Unless you’re into your sport or love a good bargain hunt, it could be like any other day, just with a worrying amount of leftover turkey in the fridge.

But since Christmas is now over for another year, we thought we’d celebrate Boxing Day – a rather peculiarly-named day.

And we say that because not many know why it has its name.

You may have been told it’s because you get rid of all your boxes from Christmas Day. Or that it derived from boxing up all your Christmas presents once again for a later date.

But no.     
It is originally believed to come from the giving of ‘Christmas boxes’ to the poor*. But when this tradition started and ‘ended’ is not clear.

Some say it dates back to the Victorian times when wealthy individuals gave their servants time off to visit family and friends. Before their travels, they were given a box of gifts and sometimes leftover food to take with them. Others claim it’s much older – referencing even the Roman Empire.

This tradition is not the only thing tying Boxing Day to helping the poor, though.

December 26 is also St. Stephen’s Day. If you know your religious history, it is not to commemorate the early follower of Jesus – who is also St. Stephen – but rather a Swedish missionary in the 800s.

He was, however, also a follower of Jesus, and the famous carol Good King Wenceslas or The Feast of Stephen was set on St. Stephen’s Day, with the carol itself being about helping the poor.
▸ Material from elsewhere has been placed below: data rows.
PR #3400, opened 2023-02-08
Send Mixpanel events for outbound links and form submission

jalcine-cfa:

### DIFF
--- a/app/javascript/lib/mixpanel_event_tracking.js
+++ b/app/javascript/lib/mixpanel_event_tracking.js
@@ -20,9 +20,11 @@ const MixpanelEventTracking = (function () {
 
           for (const key in clickedElement.dataset) {
             const attributePrefix = "trackAttribute";
+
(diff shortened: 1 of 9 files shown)


app/javascript/lib/mixpanel_event_tracking.js
```diff
@@ -0,0 +1,52 @@
+import "../vendor/navigator.sendbeacon.min.js";
+
+
+const MixpanelEventTracking = (function () {
+    const addClickTrackingToOutboundLinks = function () {
+      const links = document.querySelectorAll("a[href]:not([href^='/']):not([href^='#']):not([href^='" + location.protocol + "//" + location.host + "'])");
```
jalcine-cfa, line 6: ✨  praise be to the power of [attribute selectors](https://developer.mozilla.org/en-US/docs/Web/CSS/Attribute_selectors) and [negative selection](https://css-tricks.com/almanac/selectors/n/not/) ✨ !

PR #3401, opened 2023-02-09
Twilio sms: retry sending outgoing messages that fail due to queue overflow

jenny-heath:


app/controllers/twilio_webhooks_controller.rb
```diff
@@ -6,7 +6,13 @@ class TwilioWebhooksController < ActionController::Base
   def update_outgoing_text_message
     status = params["MessageStatus"]
     DatadogApi.increment("twilio.outgoing_text_messages.updated.status.#{status}")
-    OutgoingTextMessage.find(params[:id]).update_status_if_further(status)
+    message = OutgoingTextMessage.find(params[:id])
+    message.update_status_if_further(status)
+
+    if params["ErrorCode"] == "30001" && message.number_of_retries < 3
+      message.update(number_of_retries: message.number_of_retries + 1)
+      SendOutgoingTextMessageJob.perform_later(message.id)
```
alaroia-cfa, line 14: We should introduce a backoff + jitter to the job start time to avoid a situation where delaying it repeats the same queued up problem. Something like:

```ruby
jitter_time = SecureRandom.rand(30) # to reduce the chance of multiple jobs running on top of each other
SendOutgoingextMessageJob.set(wait_until: (5.minutes ** message.number_of_retries) + jitter_time).perform_later(message.id)
```

An example of this can be found at https://github.com/codeforamerica/vita-min/blob/f49178e7d930d785edab292ed93ebed8081b301b/app/models/efile_submission.rb#L194-L202

alaroia-cfa (commented):
One blocking comment about adding more delayed time when queuing up a job for outgoing SMS!

co-written by JA

PR #3415, opened 2023-02-17
Drop excess events to Mixpanel (184443398)

jalcine-cfa:
- Add stubbed tests to check constraints
- Add tests to check for security metrics + AWS addresses

### DIFF
--- a/app/services/mixpanel_service.rb
+++ b/app/services/mixpanel_service.rb
@@ -107,7 +107,7 @@ class MixpanelService
                    request: nil,
                    source: nil,
                    path_exclusions: [])
-      return if request.present? and should_event_be_dropped?(request) != :ok
+      return if should_event_be_dropped?(request)
 
       default_data = {}
       default_data[:locale] = I18n.locale.to_s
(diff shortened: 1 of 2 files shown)


spec/services/mixpanel_service_spec.rb
```diff
@@ -919,5 +921,53 @@ def inst_test
...
+
+    context "when dropping events" do
+      before do
+        routes.draw { get "index" => "anonymous#index" }
+      end
+
+      context "for those not allowed" do
+        def self.test_security_metrics_ips
+          security_metrics_subnet = IPAddr.new("192.211.152.0/24") # 255 IP addresses in a Class C subnet
+          ip_addresses = security_metrics_subnet.to_range
```
jalcine-cfa, line 933: This is a bit blunt of an approach because it's testing _every_ IP address but it's a peace of mind that I'm comfortable with. Advise!

app/services/mixpanel_service.rb
```diff
@@ -121,6 +123,22 @@ def send_event(distinct_id:,
       )
     end
 
+    SECURITY_METRICS_SUBNET = IPAddr.new("192.211.152.0/24").freeze
+    EC2_COMPUTE_DOMAIN_REGEX = /^ec2-(.*)\.compute-1\.amazonaws.com$/i.freeze
+
+    def should_event_be_dropped?(request)
+      return :hund if request.query_parameters[:source]
```
tgrathwell, line 130: it might be better for `should_event_be_dropped?` to return true/false instead of a symbol

also this line seems off -- should probably be `return true if request.query_parameters[:source] == 'hund'`

spec/services/mixpanel_service_spec.rb
```diff
@@ -919,5 +920,53 @@ def inst_test
...
+        it "drops events coming from non-public AWS domains" do
+          request.set_header("HTTP_HOST", "ec2-18-204-251-64.compute-1.amazonaws.com")
+
+          get :index
+
+          expect(fake_tracker).not_to have_received(:track)
+        end
+
+        it "drops events coming from status checks" do
+          get :index, params: { source: :hund }
```
tgrathwell, line 957: I think in reality the source would come in as a string rather than a symbol so the test should probably use a string

spec/services/mixpanel_service_spec.rb
tgrathwell: I'd be happier just having one example of an IP in the subnet which gets filtered, and one example of an IP outside of the subnet where the mixpanel event is still sent. Testing every IP in the subnet doesn't tell us anything new, just whether `IpAddr.new ... include?` is working correctly

jalcine-cfa: Gotcha! That makes sense to me

app/services/mixpanel_service.rb
jalcine-cfa: Indeed, not sure how the tests missed that one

Nevertheless, since then, many other traditions have been taken up on what is now more commonly known as Boxing Day.

In Germany, for example, horses were ridden around inside churches across the land during the St. Stephen’s Day service due to St. Stephen’s love for animals**.

Although, logistically, at least, riding a horse around a church is probably not the best way to showcase that.

Another tradition which has certainly reduced over the years is local providers – i.e. milkmen and butchers –travelling to their customers with a ‘tip box’ to collect a yearly reward.

Before World War II, this was a common sight on Boxing Day.

Now, though, this custom has become scarce, and those men and women are instead off doing what we all do on Boxing Day; visiting family, hosting Christmas dinner part two or lounging around in your new pyjamas and slippers.